*What to work on*.
The reply must consist of the entire listing, reproduced exactly.

(Beginning of Listed entries)

PR #60, opened 2016-09-18
Add a map method to DynamoFormat

cb372:
This is a purely selfish PR. Given:

```
case class RoleId(value: String) extends AnyVal
```

it means I can write:

```
implicit val dynamoFormat: DynamoFormat[RoleId] =
  DynamoFormat.map[RoleId, String](RoleId.apply)(_.value)
```

instead of:

```
implicit val dynamoFormat: DynamoFormat[RoleId] =
  DynamoFormat.xmap[RoleId, String](value => Xor.right(RoleId(value)))(_.value)
```

### DIFF
--- a/src/main/scala/com/gu/scanamo/DynamoFormat.scala
+++ b/src/main/scala/com/gu/scanamo/DynamoFormat.scala
@@ -52,7 +52,7 @@ import java.nio.ByteBuffer
   * Right(LargelyOptional(None,Some(X)))
   * }}}
   *
-  * Custom formats can often be most easily defined using [[DynamoFormat.coercedXmap]] or [[DynamoFormat.xmap]]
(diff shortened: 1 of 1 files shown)


philwills:
It feels a bit odd to call it `map` when it goes both ways, but supporting the case where the domains match exactly seems sensible.

cb372:
I can't think of a good name for a `map` that goes both ways. `iso`? `transform`?

philwills:
I think either are fine. I'd probably err towards `iso` as that distinguishes it from the other cases nicely, but am slightly worried it might be too obscure.

LATaylor-guardian:
`reversibleMap`?

LATaylor-guardian:
`biMap`?

philwills:
I quite like `biMap` except that it might get confused with the one from https://github.com/typelevel/cats/blob/master/core/src/main/scala/cats/functor/Bifunctor.scala#L12  or its ilk, which seems to be the more common use of that name.

PR #63, opened 2016-09-19
Add REMOVE support to the update API

cb372:
Note that this is different from the already implemented `DELETE`.

* `DELETE` is for deleting a given element from a Set attribute
* `REMOVE` is for removing an attribute from an item


philwills:
Brilliant, thanks @cb372 

I do feel a bit bad for Harry though.

PR #64, opened 2016-09-20
Provide better errors when can't derive a DynamoFormat

philwills:
Add a universal macro at the bottom of the priority tree that reports the specific missing DynamoFormat, not just the top-level case class.

This is a REPL session showing the behaviour:

image

Previously you would just get that last line.

### DIFF
--- a/src/main/scala/com/gu/scanamo/DerivedDynamoFormat.scala
+++ b/src/main/scala/com/gu/scanamo/DerivedDynamoFormat.scala
@@ -3,12 +3,13 @@ package com.gu.scanamo
 import cats.data.{NonEmptyList, Validated, Xor}
 import com.amazonaws.services.dynamodbv2.model.AttributeValue
 import com.gu.scanamo.error.{DynamoReadError, InvalidPropertiesError, MissingProperty, PropertyReadError}
+import macrocompat.bundle
 import shapeless._
 import shapeless.labelled._
 
 import collection.convert.decorateAll._
 
-trait DerivedDynamoFormat {
+trait DerivedDynamoFormat extends NoFormatError {
   type ValidatedPropertiesError[T] = Validated[InvalidPropertiesError, T]
 
   trait ConstructedDynamoFormat[T] {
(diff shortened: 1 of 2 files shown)


src/main/scala/com/gu/scanamo/DerivedDynamoFormat.scala
```diff
@@ -55,3 +56,23 @@ trait DerivedDynamoFormat {
       def write(t: T): AttributeValue = formatR.value.write(gen.to(t))
     }
 }
+
+trait NoFormatError {
+  import scala.language.experimental.macros
+  implicit def moreHelpfulErrorMessage[T]: DynamoFormat[T] = macro MacroOfLastResort.moreHelpfulErrorMessage[T]
+}
+
+@bundle
```
LATaylor-guardian: What does @bundle do?

cb372:
Nice! 👍

src/main/scala/com/gu/scanamo/DerivedDynamoFormat.scala
```diff
@@ -55,3 +56,23 @@ trait DerivedDynamoFormat {
...
+class MacroOfLastResort(val c: scala.reflect.macros.blackbox.Context) {
```
LATaylor-guardian: What does `scala.reflect.macros.blackbox.Context` represent?

src/main/scala/com/gu/scanamo/DerivedDynamoFormat.scala
philwills: See http://docs.scala-lang.org/overviews/macros/bundles.html

Also get used by https://github.com/milessabin/macro-compat if you want cross-compilation.

src/main/scala/com/gu/scanamo/DerivedDynamoFormat.scala
philwills: My understanding is that it's essentially the state of compilation. So for instance it can give you the `enclosingPosition` which is the point of code from which the macro was called and can be used for things like aborting  macro.

It's also responsible for determining the compilation universe you're in, which I'm not going to pretend I understand well enough to give a coherent explanation of.

LATaylor-guardian: That's great, thanks.

cb372: It can also be thought of as your entry point to the reflection API. Importing `c.universe._` brings into scope everything your macro will need, including:

* quasiquotes (`q"..."`)
* all the AST types such as `TermName`, `ClassDef`, `Apply`, `Select`
* methods for looking up/manipulating types, e.g. `weakTypeOf`, `appliedType`, `lub`
* Useful debugging methods such as `showRaw` and `showCode`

(End of Listed entries)

*Written reply*.
PR #60, opened 2016-09-18
Add a map method to DynamoFormat

cb372:
This is a purely selfish PR. Given:

```
case class RoleId(value: String) extends AnyVal
```

it means I can write:

```
implicit val dynamoFormat: DynamoFormat[RoleId] =
  DynamoFormat.map[RoleId, String](RoleId.apply)(_.value)
```

instead of:

```
implicit val dynamoFormat: DynamoFormat[RoleId] =
  DynamoFormat.xmap[RoleId, String](value => Xor.right(RoleId(value)))(_.value)
```

### DIFF
--- a/src/main/scala/com/gu/scanamo/DynamoFormat.scala
+++ b/src/main/scala/com/gu/scanamo/DynamoFormat.scala
@@ -52,7 +52,7 @@ import java.nio.ByteBuffer
   * Right(LargelyOptional(None,Some(X)))
   * }}}
   *
-  * Custom formats can often be most easily defined using [[DynamoFormat.coercedXmap]] or [[DynamoFormat.xmap]]
(diff shortened: 1 of 1 files shown)


philwills:
It feels a bit odd to call it `map` when it goes both ways, but supporting the case where the domains match exactly seems sensible.

cb372:
I can't think of a good name for a `map` that goes both ways. `iso`? `transform`?

philwills:
I think either are fine. I'd probably err towards `iso` as that distinguishes it from the other cases nicely, but am slightly worried it might be too obscure.

LATaylor-guardian:
`reversibleMap`?

LATaylor-guardian:
`biMap`?

philwills:
I quite like `biMap` except that it might get confused with the one from https://github.com/typelevel/cats/blob/master/core/src/main/scala/cats/functor/Bifunctor.scala#L12  or its ilk, which seems to be the more common use of that name.

PR #63, opened 2016-09-19
Add REMOVE support to the update API

cb372:
Note that this is different from the already implemented `DELETE`.

* `DELETE` is for deleting a given element from a Set attribute
* `REMOVE` is for removing an attribute from an item


philwills:
Brilliant, thanks @cb372 

I do feel a bit bad for Harry though.

PR #64, opened 2016-09-20
Provide better errors when can't derive a DynamoFormat

philwills:
Add a universal macro at the bottom of the priority tree that reports the specific missing DynamoFormat, not just the top-level case class.

This is a REPL session showing the behaviour:

image

Previously you would just get that last line.

### DIFF
--- a/src/main/scala/com/gu/scanamo/DerivedDynamoFormat.scala
+++ b/src/main/scala/com/gu/scanamo/DerivedDynamoFormat.scala
@@ -3,12 +3,13 @@ package com.gu.scanamo
 import cats.data.{NonEmptyList, Validated, Xor}
 import com.amazonaws.services.dynamodbv2.model.AttributeValue
 import com.gu.scanamo.error.{DynamoReadError, InvalidPropertiesError, MissingProperty, PropertyReadError}
+import macrocompat.bundle
 import shapeless._
 import shapeless.labelled._
 
 import collection.convert.decorateAll._
 
-trait DerivedDynamoFormat {
+trait DerivedDynamoFormat extends NoFormatError {
   type ValidatedPropertiesError[T] = Validated[InvalidPropertiesError, T]
 
   trait ConstructedDynamoFormat[T] {
(diff shortened: 1 of 2 files shown)


src/main/scala/com/gu/scanamo/DerivedDynamoFormat.scala
```diff
@@ -55,3 +56,23 @@ trait DerivedDynamoFormat {
       def write(t: T): AttributeValue = formatR.value.write(gen.to(t))
     }
 }
+
+trait NoFormatError {
+  import scala.language.experimental.macros
+  implicit def moreHelpfulErrorMessage[T]: DynamoFormat[T] = macro MacroOfLastResort.moreHelpfulErrorMessage[T]
+}
+
+@bundle
```
LATaylor-guardian: What does @bundle do?

cb372:
Nice! 👍

src/main/scala/com/gu/scanamo/DerivedDynamoFormat.scala
```diff
@@ -55,3 +56,23 @@ trait DerivedDynamoFormat {
...
+class MacroOfLastResort(val c: scala.reflect.macros.blackbox.Context) {
```
LATaylor-guardian: What does `scala.reflect.macros.blackbox.Context` represent?

src/main/scala/com/gu/scanamo/DerivedDynamoFormat.scala
philwills: See http://docs.scala-lang.org/overviews/macros/bundles.html

Also get used by https://github.com/milessabin/macro-compat if you want cross-compilation.

src/main/scala/com/gu/scanamo/DerivedDynamoFormat.scala
philwills: My understanding is that it's essentially the state of compilation. So for instance it can give you the `enclosingPosition` which is the point of code from which the macro was called and can be used for things like aborting  macro.

It's also responsible for determining the compilation universe you're in, which I'm not going to pretend I understand well enough to give a coherent explanation of.

LATaylor-guardian: That's great, thanks.

cb372: It can also be thought of as your entry point to the reflection API. Importing `c.universe._` brings into scope everything your macro will need, including:

* quasiquotes (`q"..."`)
* all the AST types such as `TermName`, `ClassDef`, `Apply`, `Select`
* methods for looking up/manipulating types, e.g. `weakTypeOf`, `appliedType`, `lub`
* Useful debugging methods such as `showRaw` and `showCode`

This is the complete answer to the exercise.